音のない“ふたつ”の記憶 ― 植田正治のヨーロッパ

概要

展覧会名 音のない“ふたつ”の記憶 ― 植田正治のヨーロッパ
会期 2015年3月1日(日)――2015年6月7日(日)
開館時間 午前9時から午後5時(入館は閉館30分前まで)
休館日 火曜日(祝祭日の場合は翌日)ただし、5月5・6日は開館します
会場 植田正治写真美術館
〒689-4107 鳥取県西伯郡伯耆町須村353-3
tel.0859-39-8000
入館料 一般900円(800円) 高校・大学生500円(400円) 小・中学生300円(200円)
( )内は20名以上の団体料金です
主催 伯耆町/植田正治写真美術館

展覧会内容

二度のヨーロッパ旅行の作品をまとめた『植田正治小旅行写真帖 音のない記憶』は、1974年に出版されています。1972年、初めての海外旅行に挑み夢中でシャッターを切った、という話とは別に、この本の出版にあたっては、写真家のこだわりを雄弁に物語るエピソードがあります。最初の旅行から戻った植田は、すぐに写真集の制作を思い立ち、デザインは、旅行にも同行した次男・充が中心となり、出版社は日本カメラ社、そして著名な文筆家の寄稿も予定され、1973年6月の発行を前提に宣伝も展開されていきました。しかし、植田は印刷の直前、出版を突然白紙にもどし、1973年11月、前年と同じ季節にヨーロッパを訪れ再度撮影を重ねています。この二回目の撮影の成果が加えられ、実際に写真集が出版されたのは1974年8月のことでした。植田がなぜ出版直前まで進んでいた写真集を中断したのか、その明確な理由はわかりませんが、植田の生家には、中断前、つまり出版されなかった写真集の色校正(印刷前の最終段階のテストプリント)の一部や宣伝用のパンフレットの色校正が遺されていました。この色校正の存在は、今回の調査の良き指針となり、ネガ、資料などとあわせ、シリーズ〈音のない記憶〉のより詳細な検証が可能となりました。

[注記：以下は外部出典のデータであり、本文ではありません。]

Issue #3042, opened 2017-03-25
Support for: lazy val foo = someCompositeProject (e.g., CrossProject)


sjrd:
## Problem

When defining a cross-compiling Scala/JVM + Scala.js project, one needs to use the following pattern:
```scala
lazy val foo = crossProject.
  settings(
    ...
  )

lazy val fooJVM = foo.jvm
lazy val fooJS = foo.js
```
When we initially designed `CrossProject`, we were hoping we would be able to do something like:
```
lazy val foo @ CrossProject(fooJVM, fooJS) = ...
```
but this cannot work because of #2290.
Now, with Scala Native coming along too, together with [a new, generic `CrossProject`](https://github.com/scala-native/sbt-crossproject), that approach wouldn't even work/scale even if we could make it work.

Nevertheless, this has been a pain point of defining Scala.js cross-projects, and it's confusing people (especially when they forget the two additional vals).

## Suggested solution

To solve this issue in a way that I think should have minimal impact on sbt, I propose the following. We add the following interface to sbt:
```scala
package sbt

trait CompositeProject {
  def componentProjects: Seq[Project]
}
```
Then, we augment the mechanism in sbt that discovers the list of all projects in a build, so that it recognizes (lazy) vals of type `<: CompositeProject` in addition to those of type `Project`. The mechanism would call the `componentProjects` methods to get a list of all the projects that need to be part of the build.

**Subtlety:** If there is a `val` of type `Project` in the build whose ID matches that of a component project, the top-level `val` of type `Project` needs to shadow/overwrite the component project. This is required for backwards compatibility, and to prevent further confusion when people do the following (which we discourage, but people do it anyway):
```scala
lazy val foo = crossProject.
  ...
lazy val fooJVM = foo.jvm.settings(moreJVMSettings)
lazy val fooJS = foo.js.settings(moreJSSettings)

// instead of the recommended
lazy val foo = crossProject.
  ...
  jvmSettings(moreJVMSettings).
  jsSettings(moreJSSettings)
lazy val fooJVM = foo.jvm
lazy val fooJS = foo.js
```

## Benefits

今回の展覧会では、今まで、ほとんどのイメージが一回目のものか二回目のものか、推測すらできなかったものを可能な限り判別しながら、写真集に収録されなかったイメージも含め紹介します。植田の遺したいわば「音のない“ふたつ”の記憶」をたどりながら、この写真集、そしてこのシリーズに対する植田の情熱、こだわりを感じとっていただけることでしょう。